## Assignment
Lines in the listing that hold the string "tests" need to be tallied, and the total given alone.

## Data for the task

========================

PR #3002, opened 2026-04-29
feat(sdk): add forked subagent context

vtrivedy:
## Summary

This PR adds forked context support for synchronous subagents without touching the CLI.

The current implementation supports two ways to opt in:

- Per call: the `task` tool accepts `fork_context=true` or `fork_context=false`.
- Per subagent default: `SubAgent` and `CompiledSubAgent` can set `fork_context=True`, while individual task calls can still override that default.

When a task runs with forked context, the child starts from the parent state at the fork point:

- copies the concrete parent `messages` from state,
- removes only the active parent `task` call bookkeeping turn,
- appends `HumanMessage(content=description)` as the child task instruction,
- copies normal parent state such as files/custom state,
- excludes private/lifecycle state (`todos`, `structured_response`, `skills_metadata`, `memory_contents`, `_summarization_event`),
- derives a child `thread_id` from the parent thread id and task `tool_call_id` so checkpointed fork runs do not overwrite parent thread state.

Default behavior remains unchanged: if neither the subagent default nor the task call opts into forked context, the child receives only `HumanMessage(description)` as before.

## Why

Some delegation tasks need the current working context rather than a fresh isolated prompt. Today the agent must restate that context into the task description, which is expensive, incomplete, and easy to get wrong. This lets a subagent start from the parent conversation and working state, then do independent work and return a single result to the parent.

This is especially useful for the `general-purpose` subagent, which is already close to the parent agent's broad capabilities and is the natural target for a parent-context fork.

## Current Semantics

A forked subagent is a context/state fork into the selected subagent runnable. It is not a byte-for-byte clone of the parent runnable.

That means:

- `general-purpose` is the most parent-like target and the best fit for forked context.
- Specialized subagents still use their own configured prompt/tools/model/middleware, but receive the parent messages/state as input.
- The implementation does not apply summarization events before copying messages; it copies concrete state messages. `_summarization_event` is excluded so the child starts with its own lifecycle state.

## Cache-Hit Follow-Up Design

The goal for a stronger follow-up is a full prompt-cache hit when forking parent-like agents.

The current implementation preserves the parent message prefix, but it does not guarantee that the full model request is byte-identical to the parent request. A selected subagent may have a different system prompt, tools, middleware prompt additions, or model. Any of those can reduce or break provider prompt-cache reuse.

A stricter cache-oriented design would treat fork as an exact parent clone rather than as copied state passed into an existing subagent runnable:

```text
parent agent at task call
        |
        v
clone parent execution context
- same model
- same system prompt
- same middleware-generated prompt additions
- same tool surface, or an explicit cache-aware tool policy
- same concrete state/messages up to before current task-call bookkeeping
        |
        v
append HumanMessage(task description)
        |
        v
run fork independently with a distinct child thread id
        |
        v
return only final child answer as parent ToolMessage
```

That design would likely be restricted to `general-purpose` or parent-like subagents, because specialized subagents intentionally differ from the parent. For arbitrary specialized subagents, the current context-copy semantics are useful, but should not be described as guaranteed prompt-cache reuse.

Open design questions for that follow-up:

- Should true cache-preserving fork be limited to `general-purpose`?
- Should the forked parent clone keep the `task` tool and allow recursive forks, or should recursion be guarded by depth/config?
- Should the API distinguish `fork_context` from a stricter `fork_parent` / exact-clone mode?
- Should LangSmith metadata distinguish context forks from exact parent-clone forks?

## Validation

From `libs/deepagents`:

- `uv run --group test ruff check deepagents/middleware/subagents.py tests/unit_tests/test_subagents.py`
- `uv run --group test ruff format --check deepagents/middleware/subagents.py tests/unit_tests/test_subagents.py`
- `uv run --group test ty check deepagents/middleware/subagents.py`
- `uv run --group test pytest tests/unit_tests/test_subagents.py tests/unit_tests/middleware/test_subagent_middleware_init.py`
- `uv run --group test pytest tests/unit_tests/smoke_tests/test_system_prompt.py`
- `uv run --group test pytest tests/unit_tests`

Latest full SDK unit result: `1189 passed, 84 skipped, 4 xfailed`.


mdrxy:
related #2907

sydney-runkle:
closing as stale for now, will pick back up later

========================

## Exercise response
5